PR #26652, opened 2019-05-06
[HeaderCheck][GenIfc] GeneratorInterface/EvtGenInterface

mrodozov:
- Add dep on evtgen external
- Change header path

### DIFF
--- a/GeneratorInterface/EvtGenInterface/BuildFile.xml
+++ b/GeneratorInterface/EvtGenInterface/BuildFile.xml
@@ -4,6 +4,7 @@
 <use name="hepmc"/>
 <use name="clhep"/>
 <use name="heppdt"/>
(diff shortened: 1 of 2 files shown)


mrodozov:
please test

qliphy:
+1

fabiocos:
+1

smuzaffar:
@qliphy, @perrozzi, @efeyazgan  looks like the header file (  GeneratorInterface/EvtGenInterface/interface/EvtGenLHCInterface.h) is not used any where in cmssw. I would suggest that instead of fixing and maintaining unused code we should delete it.

alberto-sanchez:
Indeed it is a left over of the previous implementation of EvtGen interface.
I can work on this later today.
++++++
Your instructions ▸
Retype the records in full. Keep every line identical to the original.

Result for this task ▸
PR #26652, opened 2019-05-06
[HeaderCheck][GenIfc] GeneratorInterface/EvtGenInterface

mrodozov:
- Add dep on evtgen external
- Change header path

### DIFF
--- a/GeneratorInterface/EvtGenInterface/BuildFile.xml
+++ b/GeneratorInterface/EvtGenInterface/BuildFile.xml
@@ -4,6 +4,7 @@
 <use name="hepmc"/>
 <use name="clhep"/>
 <use name="heppdt"/>
(diff shortened: 1 of 2 files shown)


mrodozov:
please test

qliphy:
+1

fabiocos:
+1

smuzaffar:
@qliphy, @perrozzi, @efeyazgan  looks like the header file (  GeneratorInterface/EvtGenInterface/interface/EvtGenLHCInterface.h) is not used any where in cmssw. I would suggest that instead of fixing and maintaining unused code we should delete it.

alberto-sanchez:
Indeed it is a left over of the previous implementation of EvtGen interface.
I can work on this later today.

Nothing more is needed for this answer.